**Problem**
Whenever a line in the entries includes the word "export", copy that line out.

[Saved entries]

PR #435, opened 2026-08-21
Foundation for waiter script optimization

kossnocorp:
This PR reverts commit caf5e6735f983279aabc170be1233b8bb9ccce52 that I ported in #432 (1deb9a2ddd36fd5673f635b79844e5df42bfe34b).

These two PRs would form a stack and have to be merged together.

### DIFF
--- a/packages/typescript/src/llm/LchainSchema.ts
+++ b/packages/typescript/src/llm/LchainSchema.ts
@@ -230,7 +230,7 @@ export abstract class LchainSchema {
     status: z.union([z.literal("completed"), z.string()]),
     content: z.array(this.MetadataOutput),
     role: z.union([z.literal("assistant"), z.string()]),
-    phase: z.union([z.string(), z.null()]).exactOptional(),
+    phase: z.string().exactOptional(),
   });
 
   static OutputFunctionCall = z.object({
@@ -240,8 +240,6 @@ export abstract class LchainSchema {
     arguments: z.string(),
     call_id: z.string(),
     name: z.string(),
-    caller: z.null().exactOptional(),
-    namespace: z.null().exactOptional(),
   });
 
   static ResponseMetadataOutputItem = z.discriminatedUnion("type", [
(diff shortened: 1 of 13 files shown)


packages/typescript/src/llm/LchainSchema.ts
```diff
@@ -230,7 +230,7 @@ export abstract class LchainSchema {
     status: z.union([z.literal("completed"), z.string()]),
     content: z.array(this.MetadataOutput),
     role: z.union([z.literal("assistant"), z.string()]),
-    phase: z.union([z.string(), z.null()]).exactOptional(),
+    phase: z.string().exactOptional(),
```
p0deje, line 233: This is needed as I'm getting errors otherwise:

```
Error: Failed to serialize generation to stored format:
✖ Invalid input: expected string, received null → at message.data.response_metadata.output[1].phase
```

p0deje: Changing this to nullish suffices btw

```ts
 phase: z.string().nullish(),
```

packages/typescript/src/mcp/tools/startMcpTool.ts
```diff
@@ -76,6 +76,7 @@ export const startMcpTool = McpTool.define("start", {
             - "fullPageScreenshot" (boolean, default false) — capture full-page screenshots.
             - "headers" (object) — extra HTTP headers for every request, supported for Selenium and Playwright, e.g. {"Authorization": "Bearer token"};
             - "headless" (boolean, default false) — run browser headless, supported for Selenium and Playwright;
+            - "newTabTimeout" (number, default 200) — ms to wait for new tab detection, Playwright only;
```
p0deje, line 79: I don't think this option is needed. The new system only blocks if there is a new tab that starts opening but doesn't navigate within a timeout. For such tabs, 200ms is too small and 10s is good enough to wait until the navigation kicks off.

p0deje (commented):
Why revert? This brings back old invalid behavior where every click waits until a new tab opens.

**Response for this exercise**
@@ -230,7 +230,7 @@ export abstract class LchainSchema {
@@ -240,8 +240,6 @@ export abstract class LchainSchema {
@@ -230,7 +230,7 @@ export abstract class LchainSchema {
@@ -76,6 +76,7 @@ export const startMcpTool = McpTool.define("start", {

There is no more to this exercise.